▶ [YOUR ASSIGNMENT]:
Print the records below from the first line through the line containing "- FindTriggersByEvent", both included, word for word.

▶ [LISTED RECORDS]:
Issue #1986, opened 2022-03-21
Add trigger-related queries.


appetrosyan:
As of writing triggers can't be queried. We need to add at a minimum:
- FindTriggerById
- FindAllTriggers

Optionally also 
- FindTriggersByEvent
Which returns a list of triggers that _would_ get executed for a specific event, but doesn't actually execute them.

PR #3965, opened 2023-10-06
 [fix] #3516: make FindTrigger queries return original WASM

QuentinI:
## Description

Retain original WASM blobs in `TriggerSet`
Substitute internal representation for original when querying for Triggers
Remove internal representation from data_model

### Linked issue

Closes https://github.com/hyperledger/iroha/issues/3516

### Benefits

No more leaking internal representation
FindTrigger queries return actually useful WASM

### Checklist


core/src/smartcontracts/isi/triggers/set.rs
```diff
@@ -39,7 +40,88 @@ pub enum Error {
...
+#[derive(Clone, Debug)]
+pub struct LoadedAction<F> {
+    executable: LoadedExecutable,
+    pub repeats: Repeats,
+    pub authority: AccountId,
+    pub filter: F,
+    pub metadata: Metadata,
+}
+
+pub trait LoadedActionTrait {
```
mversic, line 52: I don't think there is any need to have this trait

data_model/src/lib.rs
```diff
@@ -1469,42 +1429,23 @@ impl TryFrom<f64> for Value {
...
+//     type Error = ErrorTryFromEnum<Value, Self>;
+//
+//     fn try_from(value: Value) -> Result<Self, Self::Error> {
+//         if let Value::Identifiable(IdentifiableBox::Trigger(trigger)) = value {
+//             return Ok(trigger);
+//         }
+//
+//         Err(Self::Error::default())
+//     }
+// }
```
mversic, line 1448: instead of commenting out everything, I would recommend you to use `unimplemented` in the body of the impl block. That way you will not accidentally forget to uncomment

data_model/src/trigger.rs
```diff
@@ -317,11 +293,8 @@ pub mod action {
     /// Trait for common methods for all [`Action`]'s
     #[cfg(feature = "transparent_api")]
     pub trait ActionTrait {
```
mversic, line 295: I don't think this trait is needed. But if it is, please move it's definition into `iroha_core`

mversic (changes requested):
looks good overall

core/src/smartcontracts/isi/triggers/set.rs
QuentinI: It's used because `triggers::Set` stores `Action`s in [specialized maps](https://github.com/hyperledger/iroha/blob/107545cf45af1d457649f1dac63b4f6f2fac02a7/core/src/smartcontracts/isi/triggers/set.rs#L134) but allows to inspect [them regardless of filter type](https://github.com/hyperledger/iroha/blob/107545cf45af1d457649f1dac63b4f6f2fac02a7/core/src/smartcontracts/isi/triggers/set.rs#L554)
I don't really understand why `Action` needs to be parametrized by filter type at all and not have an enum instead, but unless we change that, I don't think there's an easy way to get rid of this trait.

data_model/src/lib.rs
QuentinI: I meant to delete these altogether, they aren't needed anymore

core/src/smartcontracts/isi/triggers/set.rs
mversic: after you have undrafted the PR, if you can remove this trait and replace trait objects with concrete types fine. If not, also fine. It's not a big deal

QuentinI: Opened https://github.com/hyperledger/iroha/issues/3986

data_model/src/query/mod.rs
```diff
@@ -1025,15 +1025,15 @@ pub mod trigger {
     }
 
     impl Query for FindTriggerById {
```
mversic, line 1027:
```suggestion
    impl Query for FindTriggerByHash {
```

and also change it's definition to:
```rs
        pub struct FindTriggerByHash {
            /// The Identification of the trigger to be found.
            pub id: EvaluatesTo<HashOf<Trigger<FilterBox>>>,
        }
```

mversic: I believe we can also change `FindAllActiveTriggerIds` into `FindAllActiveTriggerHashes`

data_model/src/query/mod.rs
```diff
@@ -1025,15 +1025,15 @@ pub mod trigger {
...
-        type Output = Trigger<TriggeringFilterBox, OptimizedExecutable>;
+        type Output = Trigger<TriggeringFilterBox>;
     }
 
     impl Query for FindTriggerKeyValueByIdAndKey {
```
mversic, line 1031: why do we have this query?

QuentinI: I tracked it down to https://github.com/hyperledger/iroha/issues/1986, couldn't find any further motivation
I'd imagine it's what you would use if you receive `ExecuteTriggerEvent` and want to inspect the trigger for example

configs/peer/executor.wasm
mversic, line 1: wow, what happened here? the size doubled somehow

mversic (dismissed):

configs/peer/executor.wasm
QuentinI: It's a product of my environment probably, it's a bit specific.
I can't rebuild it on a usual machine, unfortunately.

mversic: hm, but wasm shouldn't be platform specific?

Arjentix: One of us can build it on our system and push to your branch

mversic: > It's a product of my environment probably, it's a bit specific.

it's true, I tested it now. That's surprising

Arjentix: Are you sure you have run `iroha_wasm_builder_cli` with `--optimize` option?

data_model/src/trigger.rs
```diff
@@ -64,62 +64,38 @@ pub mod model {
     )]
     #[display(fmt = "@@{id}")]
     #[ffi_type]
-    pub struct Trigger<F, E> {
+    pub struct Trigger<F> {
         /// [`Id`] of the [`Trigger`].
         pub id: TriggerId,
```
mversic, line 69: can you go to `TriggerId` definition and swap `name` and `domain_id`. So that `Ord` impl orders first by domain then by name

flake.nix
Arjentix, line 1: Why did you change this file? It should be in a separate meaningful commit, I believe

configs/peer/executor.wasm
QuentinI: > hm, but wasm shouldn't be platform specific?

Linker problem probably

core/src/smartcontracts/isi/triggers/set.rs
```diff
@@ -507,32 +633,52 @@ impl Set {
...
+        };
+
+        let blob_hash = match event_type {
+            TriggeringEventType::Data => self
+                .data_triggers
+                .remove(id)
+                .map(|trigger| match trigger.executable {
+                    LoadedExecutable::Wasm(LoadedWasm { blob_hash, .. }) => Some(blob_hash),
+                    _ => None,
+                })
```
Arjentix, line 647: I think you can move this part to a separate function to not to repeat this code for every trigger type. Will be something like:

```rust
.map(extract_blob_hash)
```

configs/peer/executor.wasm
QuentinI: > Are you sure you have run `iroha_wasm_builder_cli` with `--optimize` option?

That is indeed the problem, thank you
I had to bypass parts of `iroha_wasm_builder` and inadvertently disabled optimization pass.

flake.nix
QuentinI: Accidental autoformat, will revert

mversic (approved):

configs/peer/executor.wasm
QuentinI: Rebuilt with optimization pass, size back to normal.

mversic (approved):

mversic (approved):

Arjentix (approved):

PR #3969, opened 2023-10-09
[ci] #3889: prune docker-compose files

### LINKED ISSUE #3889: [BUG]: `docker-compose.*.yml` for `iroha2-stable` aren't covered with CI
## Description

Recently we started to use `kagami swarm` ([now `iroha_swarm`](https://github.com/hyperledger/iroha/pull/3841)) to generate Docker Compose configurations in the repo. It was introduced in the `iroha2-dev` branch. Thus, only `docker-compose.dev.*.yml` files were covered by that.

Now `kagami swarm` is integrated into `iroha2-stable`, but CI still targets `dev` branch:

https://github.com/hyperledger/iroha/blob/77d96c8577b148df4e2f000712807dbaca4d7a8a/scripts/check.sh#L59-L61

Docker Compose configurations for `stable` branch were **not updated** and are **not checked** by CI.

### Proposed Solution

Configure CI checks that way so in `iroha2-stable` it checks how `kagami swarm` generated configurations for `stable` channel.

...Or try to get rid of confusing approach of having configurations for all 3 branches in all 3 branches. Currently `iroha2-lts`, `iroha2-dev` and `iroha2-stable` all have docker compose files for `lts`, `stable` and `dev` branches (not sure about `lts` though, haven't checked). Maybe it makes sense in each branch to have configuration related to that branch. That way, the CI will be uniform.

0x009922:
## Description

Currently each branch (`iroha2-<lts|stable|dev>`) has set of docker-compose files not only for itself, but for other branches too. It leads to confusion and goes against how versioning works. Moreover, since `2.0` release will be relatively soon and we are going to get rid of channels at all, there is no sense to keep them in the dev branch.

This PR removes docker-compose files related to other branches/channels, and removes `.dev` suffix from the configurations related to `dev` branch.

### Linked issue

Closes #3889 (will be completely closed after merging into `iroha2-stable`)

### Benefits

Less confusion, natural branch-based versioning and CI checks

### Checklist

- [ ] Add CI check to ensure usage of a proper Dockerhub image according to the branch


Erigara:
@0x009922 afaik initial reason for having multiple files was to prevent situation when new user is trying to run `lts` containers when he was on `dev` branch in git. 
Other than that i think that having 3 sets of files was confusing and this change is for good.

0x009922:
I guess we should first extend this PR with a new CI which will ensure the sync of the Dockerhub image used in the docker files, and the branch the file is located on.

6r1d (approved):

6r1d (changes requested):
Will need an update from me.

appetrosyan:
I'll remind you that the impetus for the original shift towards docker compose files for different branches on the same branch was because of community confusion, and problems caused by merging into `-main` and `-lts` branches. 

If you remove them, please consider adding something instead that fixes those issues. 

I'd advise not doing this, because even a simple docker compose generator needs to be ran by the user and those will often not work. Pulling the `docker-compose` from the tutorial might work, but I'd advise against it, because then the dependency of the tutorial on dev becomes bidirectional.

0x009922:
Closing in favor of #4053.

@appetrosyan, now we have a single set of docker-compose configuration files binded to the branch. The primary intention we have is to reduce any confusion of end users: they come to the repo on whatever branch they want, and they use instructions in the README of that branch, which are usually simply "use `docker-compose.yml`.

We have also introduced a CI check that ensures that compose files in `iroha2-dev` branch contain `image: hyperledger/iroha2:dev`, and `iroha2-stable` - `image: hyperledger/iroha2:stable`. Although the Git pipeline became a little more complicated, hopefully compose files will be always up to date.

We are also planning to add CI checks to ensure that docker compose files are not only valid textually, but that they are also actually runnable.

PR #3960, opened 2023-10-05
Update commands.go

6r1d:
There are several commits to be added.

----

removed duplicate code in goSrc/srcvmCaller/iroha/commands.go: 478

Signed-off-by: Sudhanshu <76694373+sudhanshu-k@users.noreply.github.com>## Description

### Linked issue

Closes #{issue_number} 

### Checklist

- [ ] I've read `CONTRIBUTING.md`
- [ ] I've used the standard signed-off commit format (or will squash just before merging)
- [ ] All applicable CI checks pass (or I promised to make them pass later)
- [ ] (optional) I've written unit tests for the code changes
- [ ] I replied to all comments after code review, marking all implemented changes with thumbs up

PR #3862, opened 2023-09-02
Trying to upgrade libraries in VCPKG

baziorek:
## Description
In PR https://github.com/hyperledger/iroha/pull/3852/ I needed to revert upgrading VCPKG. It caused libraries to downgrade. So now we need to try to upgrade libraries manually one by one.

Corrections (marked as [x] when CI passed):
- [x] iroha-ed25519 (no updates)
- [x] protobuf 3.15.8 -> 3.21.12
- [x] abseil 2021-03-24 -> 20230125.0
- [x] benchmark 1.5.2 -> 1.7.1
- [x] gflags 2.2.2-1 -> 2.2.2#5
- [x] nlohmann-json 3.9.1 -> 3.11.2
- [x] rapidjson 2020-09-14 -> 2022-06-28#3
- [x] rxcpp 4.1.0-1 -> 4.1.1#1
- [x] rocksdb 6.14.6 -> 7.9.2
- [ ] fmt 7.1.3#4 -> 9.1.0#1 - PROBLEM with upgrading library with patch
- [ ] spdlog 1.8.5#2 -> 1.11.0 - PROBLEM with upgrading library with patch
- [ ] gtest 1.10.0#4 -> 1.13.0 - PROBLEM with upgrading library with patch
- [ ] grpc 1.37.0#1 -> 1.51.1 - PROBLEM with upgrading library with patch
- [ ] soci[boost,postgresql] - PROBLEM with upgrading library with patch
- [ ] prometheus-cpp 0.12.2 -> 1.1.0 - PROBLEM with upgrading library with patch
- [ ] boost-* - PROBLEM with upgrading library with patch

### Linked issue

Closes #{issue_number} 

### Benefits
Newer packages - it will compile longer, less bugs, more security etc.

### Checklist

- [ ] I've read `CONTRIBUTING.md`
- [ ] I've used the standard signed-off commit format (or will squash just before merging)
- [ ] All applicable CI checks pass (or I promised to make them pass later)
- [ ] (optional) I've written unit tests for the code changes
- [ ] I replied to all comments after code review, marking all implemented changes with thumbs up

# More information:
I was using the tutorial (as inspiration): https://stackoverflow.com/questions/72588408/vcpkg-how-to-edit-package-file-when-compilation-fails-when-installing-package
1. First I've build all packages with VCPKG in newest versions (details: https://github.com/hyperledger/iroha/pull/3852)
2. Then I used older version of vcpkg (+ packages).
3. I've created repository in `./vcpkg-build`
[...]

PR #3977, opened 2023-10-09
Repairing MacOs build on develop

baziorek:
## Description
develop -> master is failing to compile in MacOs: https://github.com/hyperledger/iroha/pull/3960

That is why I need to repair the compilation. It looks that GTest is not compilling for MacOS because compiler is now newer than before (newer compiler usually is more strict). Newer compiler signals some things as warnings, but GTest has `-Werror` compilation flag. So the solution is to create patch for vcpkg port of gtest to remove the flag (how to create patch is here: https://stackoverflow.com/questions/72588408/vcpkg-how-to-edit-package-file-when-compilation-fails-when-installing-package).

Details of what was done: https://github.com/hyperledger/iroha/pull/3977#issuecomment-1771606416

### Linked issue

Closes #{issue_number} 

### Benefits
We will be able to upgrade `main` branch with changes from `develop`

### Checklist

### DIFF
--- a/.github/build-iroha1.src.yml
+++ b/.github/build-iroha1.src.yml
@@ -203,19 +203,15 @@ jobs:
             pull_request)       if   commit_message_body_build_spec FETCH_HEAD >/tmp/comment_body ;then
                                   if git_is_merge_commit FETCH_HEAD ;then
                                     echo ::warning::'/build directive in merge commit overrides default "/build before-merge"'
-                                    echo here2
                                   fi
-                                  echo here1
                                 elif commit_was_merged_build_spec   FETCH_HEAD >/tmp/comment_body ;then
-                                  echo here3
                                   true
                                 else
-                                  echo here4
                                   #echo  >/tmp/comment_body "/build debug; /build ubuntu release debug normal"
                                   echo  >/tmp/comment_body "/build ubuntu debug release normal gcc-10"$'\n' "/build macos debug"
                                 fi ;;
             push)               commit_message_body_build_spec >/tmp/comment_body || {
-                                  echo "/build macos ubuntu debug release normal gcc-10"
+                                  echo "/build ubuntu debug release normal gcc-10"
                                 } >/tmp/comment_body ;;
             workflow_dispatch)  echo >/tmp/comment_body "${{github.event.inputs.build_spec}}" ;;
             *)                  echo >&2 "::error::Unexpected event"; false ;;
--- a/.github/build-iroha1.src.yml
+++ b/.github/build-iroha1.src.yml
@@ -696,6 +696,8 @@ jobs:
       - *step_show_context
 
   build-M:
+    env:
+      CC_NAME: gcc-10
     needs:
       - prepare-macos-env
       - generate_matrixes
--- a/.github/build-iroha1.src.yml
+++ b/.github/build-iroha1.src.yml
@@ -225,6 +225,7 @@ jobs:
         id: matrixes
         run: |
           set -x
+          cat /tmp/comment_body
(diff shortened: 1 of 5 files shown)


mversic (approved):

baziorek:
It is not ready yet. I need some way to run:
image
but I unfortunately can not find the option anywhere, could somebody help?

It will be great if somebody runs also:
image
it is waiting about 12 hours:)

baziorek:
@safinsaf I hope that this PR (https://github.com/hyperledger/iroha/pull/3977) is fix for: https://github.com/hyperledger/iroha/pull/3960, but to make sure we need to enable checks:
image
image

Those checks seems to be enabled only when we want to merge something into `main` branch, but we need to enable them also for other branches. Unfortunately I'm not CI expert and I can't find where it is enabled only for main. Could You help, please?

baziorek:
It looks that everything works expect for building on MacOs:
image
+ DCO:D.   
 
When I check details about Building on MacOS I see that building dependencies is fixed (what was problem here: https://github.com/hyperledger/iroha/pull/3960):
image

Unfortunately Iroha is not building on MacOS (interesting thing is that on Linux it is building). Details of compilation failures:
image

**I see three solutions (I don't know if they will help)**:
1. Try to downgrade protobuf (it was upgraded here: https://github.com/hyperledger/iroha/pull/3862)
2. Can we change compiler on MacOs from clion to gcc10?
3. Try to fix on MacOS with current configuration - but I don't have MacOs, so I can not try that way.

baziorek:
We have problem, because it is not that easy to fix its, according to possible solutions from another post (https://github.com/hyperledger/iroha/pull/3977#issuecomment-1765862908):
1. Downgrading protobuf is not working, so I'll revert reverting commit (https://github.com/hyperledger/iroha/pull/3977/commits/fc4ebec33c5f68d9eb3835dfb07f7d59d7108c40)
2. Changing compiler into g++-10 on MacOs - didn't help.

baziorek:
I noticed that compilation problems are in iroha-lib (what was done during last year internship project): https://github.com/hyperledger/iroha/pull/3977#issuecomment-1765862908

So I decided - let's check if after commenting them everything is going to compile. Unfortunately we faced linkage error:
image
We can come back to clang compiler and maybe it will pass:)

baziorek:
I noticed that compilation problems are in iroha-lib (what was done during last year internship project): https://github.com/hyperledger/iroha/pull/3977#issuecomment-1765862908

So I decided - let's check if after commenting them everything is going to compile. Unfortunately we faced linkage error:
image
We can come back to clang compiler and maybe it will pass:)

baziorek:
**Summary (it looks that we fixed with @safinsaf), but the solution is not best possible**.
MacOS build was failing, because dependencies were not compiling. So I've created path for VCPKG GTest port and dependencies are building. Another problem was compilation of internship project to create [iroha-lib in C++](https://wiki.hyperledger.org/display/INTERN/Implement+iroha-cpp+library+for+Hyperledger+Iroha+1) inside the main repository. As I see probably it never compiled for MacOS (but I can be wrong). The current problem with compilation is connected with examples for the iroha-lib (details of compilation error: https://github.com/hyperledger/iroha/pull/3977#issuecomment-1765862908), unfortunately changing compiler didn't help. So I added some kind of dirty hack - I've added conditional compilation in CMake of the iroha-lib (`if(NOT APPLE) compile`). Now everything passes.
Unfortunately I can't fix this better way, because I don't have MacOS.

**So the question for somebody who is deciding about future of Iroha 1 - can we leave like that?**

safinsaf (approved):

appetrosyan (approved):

▶ [ANSWER TO THE EXERCISE]:
Issue #1986, opened 2022-03-21
Add trigger-related queries.


appetrosyan:
As of writing triggers can't be queried. We need to add at a minimum:
- FindTriggerById
- FindAllTriggers

Optionally also 
- FindTriggersByEvent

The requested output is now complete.